What this task involves: Below are entries; tally how many lines hold the string "static" and answer with only that figure.

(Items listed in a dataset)
PR #5478, opened 2016-07-10
Generic controller events

### LINKED ISSUE #5456: [RFC] [Resource] Dispatch general events, not specific events.
Currently event names use runtime data such as "application name" and "metadata name".

For example:

```
sylius_product_pre_create
sylius_foobar_pre_create
```

This has (at least) three distinct disadvantages:
- We cannot define constants to refer to these events (unless in userland code). Any third-party event subscriber is at risk of the source event name being changed.
- Event names cannot be easily discovered.
- Very hard to make a subscriber that listens to ALL f.e. pre-create events from the resource controller[1]
  
  I would suggest simplifying the process, removing the resource-specific EventDispatcher and issuing events:

```
pre_create
post_create
show
... etc
```

This shifts the burden of responsibility for acting on events to the event listeners themselves (you could also create an event listener which emulates the current behavior).

The only argument I can currently see for this approach is a performance one, but performance impact would be imperceptible, and in anycase, this is not a performance critical path - and this same strategy is used by the Doctrine ORM where performance cost is much more valuable.

[1] My use case is to automatically set the parent on a PHPCR document from the request.

dantleech:
| Q | A |
| --- | --- |
| Bug fix? | no |
| New feature? | yes |
| BC breaks? | no |
| Related tickets | fixes #5456 |

This PR explores dispatching general, constantly named events, from the resource controller instead of events named after the type of resource, application name etc. for reasons explained in the related issue.

Backwards compatiblity is here maintained through a new event subscriber which dispatches the resource-application specific events. From my POV we could remove these events completely, but I don't know the full context of the problem.

<strike>This is not at all tested or code-reviewed - and is just here to see what people think.</strike>

### DIFF
--- a/src/Sylius/Bundle/ResourceBundle/Controller/EventDispatcher.php
+++ b/src/Sylius/Bundle/ResourceBundle/Controller/EventDispatcher.php
@@ -14,12 +14,20 @@ namespace Sylius\Bundle\ResourceBundle\Controller;
 use Sylius\Bundle\ResourceBundle\Event\ResourceControllerEvent;
 use Sylius\Component\Resource\Model\ResourceInterface;
 use Symfony\Component\EventDispatcher\EventDispatcherInterface as SymfonyEventDispatcherInterface;
+use Sylius\Bundle\ResourceBundle\Controller\RequestConfiguration;
+use Sylius\Bundle\ResourceBundle\ResourceControllerEvents;
+use Sylius\Component\Resource\ResourceActions;
 
 /**
  * @author Paweł Jędrzejewski <pawel@sylius.org>
+ * @author Daniel Leech <daniel@dantleech.com>
  */
 class EventDispatcher implements EventDispatcherInterface
 {
+    const PRE_PREFIX = 'pre_';
+    const POST_PREFIX = 'post_';
+    const NO_PREFIX = '';
+
     /**
      * @var SymfonyEventDispatcherInterface
      */
@@ -38,50 +46,61 @@ class EventDispatcher implements EventDispatcherInterface
      */
     public function dispatch($eventName, RequestConfiguration $requestConfiguration, ResourceInterface $resource)
     {
-        $eventName = $requestConfiguration->getEvent() ?: $eventName;
-        $metadata = $requestConfiguration->getMetadata();
-        $event = $this->getEvent($resource);
-
-        $this->eventDispatcher->dispatch(sprintf('%s.%s.%s', $metadata->getApplicationName(), $metadata->getName(), $eventName), $event);
+        $event = new ResourceControllerEvent($resource, $requestConfiguration);
+        $this->eventDispatcher->dispatch($eventName, $event);
+        $this->dispatchResourceEvent($eventName, $event);
 
         return $event;
     }
 
-    /**
-     * {@inheritdoc}
-     */
-    public function dispatchPreEvent($eventName, RequestConfiguration $requestConfiguration, ResourceInterface $resource)
+    private function dispatchResourceEvent($eventName, ResourceControllerEvent $event)
     {
-        $eventName = $requestConfiguration->getEvent() ?: $eventName;
-        $metadata = $requestConfiguration->getMetadata();
-        $event = $this->getEvent($resource);
+        switch ($eventName) {
+            case ResourceControllerEvents::SHOW:
+                $this->doDispatchResourceEvent(self::NO_PREFIX, ResourceActions::SHOW, $event);
+                return;
+            case ResourceControllerEvents::INDEX:
+                $this->doDispatchResourceEvent(self::NO_PREFIX, ResourceActions::INDEX, $event);
+                return;
+            case ResourceControllerEvents::PRE_UPDATE:
+                $this->doDispatchResourceEvent(self::PRE_PREFIX, ResourceActions::UPDATE, $event);
+                return;
+            case ResourceControllerEvents::POST_UPDATE:
+                $this->doDispatchResourceEvent(self::POST_PREFIX, ResourceActions::UPDATE, $event);
+                return;
+            case ResourceControllerEvents::PRE_CREATE:
+                $this->doDispatchResourceEvent(self::PRE_PREFIX, ResourceActions::CREATE, $event);
+                return;
+            case ResourceControllerEvents::POST_CREATE:
+                $this->doDispatchResourceEvent(self::POST_PREFIX, ResourceActions::CREATE, $event);
+                return;
+            case ResourceControllerEvents::PRE_DELETE:
+                $this->doDispatchResourceEvent(self::PRE_PREFIX, ResourceActions::DELETE, $event);
+                return;
+            case ResourceControllerEvents::POST_DELETE:
+                $this->doDispatchResourceEvent(self::POST_PREFIX, ResourceActions::DELETE, $event);
+                return;
+        }
 
-        $this->eventDispatcher->dispatch(sprintf('%s.%s.pre_%s', $metadata->getApplicationName(), $metadata->getName(), $eventName), $event);
-
-        return $event;
+        throw new \RuntimeException(sprintf(
+            'Do not know how to dispatch resource event "%s"', $eventName
+        ));
     }
 
-    /**
-     * {@inheritdoc}
-     */
-    public function dispatchPostEvent($eventName, RequestConfiguration $requestConfiguration, ResourceInterface $resource)
+    private function doDispatchResourceEvent($prefix, $eventName, ResourceControllerEvent $event)
     {
+        $requestConfiguration = $event->getRequestConfiguration();
         $eventName = $requestConfiguration->getEvent() ?: $eventName;
         $metadata = $requestConfiguration->getMetadata();
-        $event = $this->getEvent($resource);
 
-        $this->eventDispatcher->dispatch(sprintf('%s.%s.post_%s', $metadata->getApplicationName(), $metadata->getName(), $eventName), $event);
+        $this->eventDispatcher->dispatch(sprintf(
+            '%s.%s.%s%s',
+            $metadata->getApplicationName(),
+            $metadata->getName(),
+            $prefix,
+            $eventName
+        ), $event);
 
         return $event;
-    }
-
-    /**
-     * @param ResourceInterface $resource
-     *
-     * @return ResourceControllerEvent
-     */
-    private function getEvent(ResourceInterface $resource)
-    {
-        return new ResourceControllerEvent($resource);
     }
 }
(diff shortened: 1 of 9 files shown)


dantleech:
(sorry submitted the issue early by mistake, update the description now).

src/Sylius/Bundle/ResourceBundle/Controller/EventDispatcher.php
```diff
@@ -1,87 +0,0 @@
...
-namespace Sylius\Bundle\ResourceBundle\Controller;
-
-use Sylius\Bundle\ResourceBundle\Event\ResourceControllerEvent;
-use Sylius\Component\Resource\Model\ResourceInterface;
-use Symfony\Component\EventDispatcher\EventDispatcherInterface as SymfonyEventDispatcherInterface;
-
-/**
- * @author Paweł Jędrzejewski <pawel@sylius.org>
- */
-class EventDispatcher implements EventDispatcherInterface
```
dantleech: With the new logic I don't think this class is justified.

src/Sylius/Bundle/ResourceBundle/Controller/ResourceController.php
```diff
@@ -171,7 +172,7 @@ public function showAction(Request $request)
         $this->isGrantedOr403($configuration, ResourceActions::SHOW);
         $resource = $this->findOr404($configuration);
 
-        $this->eventDispatcher->dispatch(ResourceActions::SHOW, $configuration, $resource);
+        $this->eventDispatcher->dispatch(ResourceControllerEvents::SHOW, new ResourceControllerEvent($resource, $configuration));
```
dantleech: We would now be able to reference resource events using a constant

src/Sylius/Bundle/ResourceBundle/DependencyInjection/Driver/AbstractDriver.php
```diff
@@ -102,7 +102,7 @@ protected function addController(ContainerBuilder $container, MetadataInterface
                 new Reference('sylius.resource_controller.redirect_handler'),
                 new Reference('sylius.resource_controller.flash_helper'),
                 new Reference('sylius.resource_controller.authorization_checker'),
-                new Reference('sylius.resource_controller.event_dispatcher'),
+                new Reference('event_dispatcher'),
```
dantleech: Use the standard SF event dispatcher.

src/Sylius/Bundle/ResourceBundle/Event/ResourceControllerEvent.php
```diff
@@ -157,4 +173,14 @@ public function setErrorCode($errorCode)
...
     }
+
+    /**
+     * Return the request configuration.
+     *
+     * @return RequestConfiguration
+     */
+    public function getRequestConfiguration()
+    {
+        return $this->requestConfiguration;
```
dantleech: Event has access to the request configuration, and through it the Request. For my use case this will allow access to a `parent_path` query parameter, allowing documents to be added at explicit points in a tree - this is required when creating a document from a tree browser
treebrowse

pjedrzejewski:
I will let this sink into my head a bit, but at first look it makes sense! We definitely want generic events, only question here is whether to keep the resource-specific ones. Dispatching an event is quite cheap, so I am leaning towards keeping them.

ste93cry:
I think we should just deprecate the resource-specific events and remove them in the next major version. They don't make sense of exists if this PR is merged and the most appropriate way to handle events becames moving the logic that handles resource types to the event listener.

dantleech:
I have updated this, reintroducing the controller-specfic `EventDispatcher` as it at least means we only instantiate the event in one place.

I am now at the point of porting the original dispatcher spec to the event subscriber which issues the old/resource events.

@pjedrzejewski shall we remove the resource-specific events or keep them?

src/Sylius/Bundle/ResourceBundle/DependencyInjection/Driver/AbstractDriver.php
dantleech: Not any more ...

src/Sylius/Bundle/ResourceBundle/spec/EventListener/ResourceEventDistributorSubscriberSpec.php
```diff
@@ -0,0 +1,129 @@
...
+use Symfony\Component\EventDispatcher\EventDispatcherInterface;
+use Symfony\Component\EventDispatcher\EventSubscriberInterface;
+use Sylius\Bundle\ResourceBundle\EventListener\ResourceEventDistributorSubscriber;
+
+/**
+ * @mixin EventDispatcher
+ *
+ * @author Paweł Jędrzejewski <pawel@sylius.org>
+ */
+class ResourceEventDistributorSubscriberSpec extends ObjectBehavior
```
dantleech: This is basically the old event dispatcher spec which i need to adapt/.

src/Sylius/Bundle/ResourceBundle/EventListener/ResourceEventDistributorSubscriber.php
```diff
@@ -0,0 +1,86 @@
+<?php
+
+namespace Sylius\Bundle\ResourceBundle\EventListener;
+
+use Sylius\Bundle\ResourceBundle\Controller\ResourceControllerEvents;
+
+class ResourceEventDistributorSubscriber implements EventSubscriberInterface
```
lchrusciel: Lets make it final.

src/Sylius/Bundle/ResourceBundle/ResourceControllerEvents.php
```diff
@@ -0,0 +1,50 @@
...
+    /**
+     * Issued after a resource is created.
+     */
+    const PRE_CREATE = 'pre_create';
+
+    /**
+     * Issued after a resource has been created.
+     */
+    const POST_CREATE = 'post_create';
+
```
lchrusciel: Redundant

src/Sylius/Bundle/ResourceBundle/ResourceControllerEvents.php
```diff
@@ -0,0 +1,50 @@
+<?php
+
+namespace Sylius\Bundle\ResourceBundle;
+
+/**
+ * Events that are issued by the resource controller.
+ */
+class ResourceControllerEvents
```
lchrusciel: Making it static would be a good idea, but unfortunately [it is not possible](https://wiki.php.net/rfc/abstract_final_class). But still, we are able to make it final, and create a private constructor. Hacky way, but there is no better solution.

lchrusciel:
@dantleech Sorry, didn't notice, that it is just a POC. Don't worry about my comments then :)

dantleech:
So do we think having general events is the way forward and do we keep the per-resource events or not? /cc @pjedrzejewski

bendavies:
vote yes on both counts

pjedrzejewski:
👍  for keeping generic + resource specific events. Sounds good @dantleech?

dantleech:
Good for me (would personally prefer removing resource-specific but not strongly).  Will finish this off tomorrow if I can.

src/Sylius/Bundle/ResourceBundle/Controller/EventDispatcher.php
```diff
@@ -38,50 +46,68 @@ public function __construct(SymfonyEventDispatcherInterface $eventDispatcher)
...
-        $metadata = $requestConfiguration->getMetadata();
-        $event = $this->getEvent($resource);
-
-        $this->eventDispatcher->dispatch(sprintf('%s.%s.pre_%s', $metadata->getApplicationName(), $metadata->getName(), $eventName), $event);
+        switch ($eventName) {
+            case ResourceControllerEvents::SHOW:
+                $this->doDispatchResourceEvent(self::NO_PREFIX, ResourceActions::SHOW, $event);
+                return;
+            case ResourceControllerEvents::INDEX:
+                $this->doDispatchResourceEvent(self::PRE_PREFIX, ResourceActions::INDEX, $event);
```
dantleech: NO_PREFIX

src/Sylius/Bundle/ResourceBundle/Controller/EventDispatcher.php
```diff
@@ -38,50 +46,61 @@ public function __construct(SymfonyEventDispatcherInterface $eventDispatcher)
...
+            case ResourceControllerEvents::PRE_DELETE:
+                $this->doDispatchResourceEvent(self::PRE_PREFIX, ResourceActions::DELETE, $event);
+                return;
+            case ResourceControllerEvents::POST_DELETE:
+                $this->doDispatchResourceEvent(self::POST_PREFIX, ResourceActions::DELETE, $event);
+                return;
+        }
 
-        return $event;
+        throw new \RuntimeException(sprintf(
```
dantleech: Test

src/Sylius/Bundle/ResourceBundle/Event/ResourceControllerEvent.php
```diff
@@ -44,6 +45,21 @@ class ResourceControllerEvent extends GenericEvent
     protected $errorCode = 500;
 
     /**
+     * @var RequestConfiguration
+     */
+    protected $requestConfiguration;
+
+    /**
+     * @param mixed $subject
```
dantleech: object

dantleech:
Updated. Now dispatching the per-resource events through the controller's event dispatcher (rather than a new subscriber).

src/Sylius/Bundle/ResourceBundle/Controller/EventDispatcher.php
```diff
@@ -38,50 +46,61 @@ public function __construct(SymfonyEventDispatcherInterface $eventDispatcher)
...
+                $this->doDispatchResourceEvent(self::PRE_PREFIX, ResourceActions::CREATE, $event);
+                return;
+            case ResourceControllerEvents::POST_CREATE:
+                $this->doDispatchResourceEvent(self::POST_PREFIX, ResourceActions::CREATE, $event);
+                return;
+            case ResourceControllerEvents::PRE_DELETE:
+                $this->doDispatchResourceEvent(self::PRE_PREFIX, ResourceActions::DELETE, $event);
+                return;
+            case ResourceControllerEvents::POST_DELETE:
+                $this->doDispatchResourceEvent(self::POST_PREFIX, ResourceActions::DELETE, $event);
```
dantleech: In good conscience I should probably add specs for each of these ..

dantleech:
Tests failing with:

```
Then I should see that static content # features/cmf/showing_static_content.feature:14
      Could not open the page: "http://localhost:8080/krzysztof-krawczyk". Received an error status code: 404 (Sylius\Behat\Page\UnexpectedPageException)
```

Known issue?

pamil:
@dantleech it's the most common false negative now. I'll try to solve it, but for now the build has to be restarted (either by someone with ability to do it or by you amending and force pushing :))

bendavies:
no movement here?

Task result: 2